Pressure dependence of electronic, vibrational and optical properties of wurtzite-boron nitride

Wurtzite Boron Nitride ($w\mathrm{BN}$) is a wide band gap BN polymorph with unique mechanical properties such as hardness and stiffness. Initially synthesized in 1963 by transforming hexagonal BN ($h\mathrm{BN}$) under high temperature and pressure conditions, $w\mathrm{BN}$ can now be stabilized at atmospheric pressure to obtain high-quality samples. Our first-principles study investigates the electronic, vibrational, and optical properties of $w\mathrm{BN}$ across a broad range of pressures. We account for the electron-hole interaction in the optical response, revealing that this effect is crucial to interpret the available experimental spectra. We also calculate the coupling between excitons and phonons and provide a phonon-assisted emission spectrum, centered around 6.02 eV. Our results hold significant importance for the potential application of $w\mathrm{BN}$ as a dielectric material in BN-based technologies, especially in optoelectronics and harsh environments. We also expect that our prediction could be verified in the future, and it could aid in the identification of $w\mathrm{BN}$ through cathodoluminescence experiments.

Figure 1

Top view (a) and three dimensional structure (b) of wurtzite BN. The atoms in the unit cell are framed by a dotted line in panel (b), lattice parameter $c$ is parallel to the $z$ axis.

Figure 2

Top view and side view of the supercell mapping the $K$ point at $\mathrm{\Gamma }$.

Figure 3

Phonon dispersion of $w\mathrm{BN}$ at 0 kBar calculated in the framework of DFPT.

Figure 4

Phonon eigenmodes at $\mathrm{\Gamma }$ point and their irreducible representations. The $A_1$ eigenmode is intended to be the same for TO and LO modes, while the represented $E_1$ mode corresponds to the TO one, the LO being out of plane with respect to the TO mode.

Figure 5

Top panel: Calculated phonon density of states for 0 (green, solid line) and 200 kBar (orange, dashed line) and experimental phonon density of states (blue, dotted line) extracted from inelastic x-ray scattering in Refs. [43], multiplied by two to make the comparison easier. Bottom panel: Optical phonon frequencies at $\mathrm{\Gamma }$ point in $w\mathrm{BN}$ as a function of hydrostatic pressure. The first three acoustic modes are omitted.

Figure 6

DFT (black points) and QP-corrected electronic (solid blue line) band structure of $w\mathrm{BN}$ at 0 kBar. Arrows highlight the transitions where direct (red) and indirect (violet) gaps occur at QP level.
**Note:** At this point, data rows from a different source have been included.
PR #1722, opened 2026-07-10
[AIRToAIE] Honor air.memtile_col to pin an L2 buffer's memtile column

erwei-xilinx:
## Summary
Adds an `air.memtile_col` IntegerAttr on an L2 `memref.alloc` to pin the memtile column its bucket lands on in `L2MemrefToMemTileMap`, overriding the default round-robin / column-affinity assignment.

- **Hint-only**: invalid columns (no memtile in the target) warn and fall through; strict-first-wins on conflict within a bucket.
- **Pin-aware bucketing**: two L2 buffers sharing one `air.channel` but carrying distinct pins are refused a merge, so they land in different buckets and the shared channel becomes a real cross-memtile flow. This makes explicit memtile→memtile hops expressible.
- Pins are honored on **both** the column-affinity path and the saturation path (the latter now routes pinned buckets through `findOrCreateLtoForCol`).

Without this, designs that must spread L2 aggregator buffers across specific memtile columns collapse onto too few memtiles and can exhaust a memtile channel's BD-ID budget.

## Test plan
- [x] New lit test `mlir/test/Conversion/AIRToAIE/l2_memtile_column_pin.mlir`: two allocs pinned to distinct columns (7 and 5) lower to `MemTile(7, ?)` / `MemTile(5, ?)`; passes with the change, fails without (stock places them by affinity).
- [x] `ninja check-air-mlir` — no new failures (pre-existing Util/Channel env failures only).

### DIFF
--- a/mlir/lib/Conversion/AIRToAIEPass.cpp
+++ b/mlir/lib/Conversion/AIRToAIEPass.cpp
@@ -2479,7 +2479,11 @@ void L2MemrefToMemTileMap(
     if (pin >= 0)
       col = pin;
     bucketCols.push_back(col);
-    if (col >= 0)
+    // Only affinity-derived cols feed the saturation trigger. A user pin is an
+    // explicit request that is honored on both branches, so it must not push
+    // the module into the saturation fallback and thereby perturb the
+    // placement of unrelated, unpinned buckets.
+    if (pin < 0 && col >= 0)
       colDemand[col]++;
   }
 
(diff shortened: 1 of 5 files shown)


erwei-xilinx:
Addressed the Copilot review comment in 556c3da6: `deriveBucketPin` (which emits the invalid/conflicting-pin warnings) is now called exactly once per bucket in the `bucketCols`/`colDemand` loop, and the saturation path reuses the cached `bucketPins[i]` instead of re-deriving. This removes the duplicate warnings under saturated placement. Lit test still passes.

Only four bands above and below the band gap are shown.

Figure 7

QP corrected band structure at 0 kBar (blue solid line) and 200 kBar (red dashed line).

Figure 8

DFT and QP-corrected direct and indirect gaps as a function of pressure.

Figure 9

Quasiparticle (solid black), DFT based independent particle (dashed dotted orange), $\mathit{GW}$ based independent particle (dotted red) spectra of the imaginary part of ${\epsilon }_M$ at 0 kBar. Dashed vertical lines mark the position of the $\mathit{GW}$-corrected and the DFT band gaps in both main figure and inset. Experimental data (dashed blue) are extracted from Ref. [17].

Figure 10

Quasiparticle-corrected direct band gap (blue stars line), first bright exciton level (orange triangles line), and the binding energy (blue dots line) as a function of pressure.

Figure 11

(a) Phonon-assisted luminescence at 0 kBar, when the luminescence has been averaged across the three Cartesian directions. The dotted vertical line indicates the energy of the indirect exciton (iK). In panels (b) and (c) we separated the contributions of the basal plane Cartesian coordinates (average over the $x$ and $y$ directions) and the $z$ axis. In both cases the contributions of single phonon modes have been specified. Note that a couple of phonon modes (the third and the sixth) have a much lower contribution compared to the others and are not shown in the figure.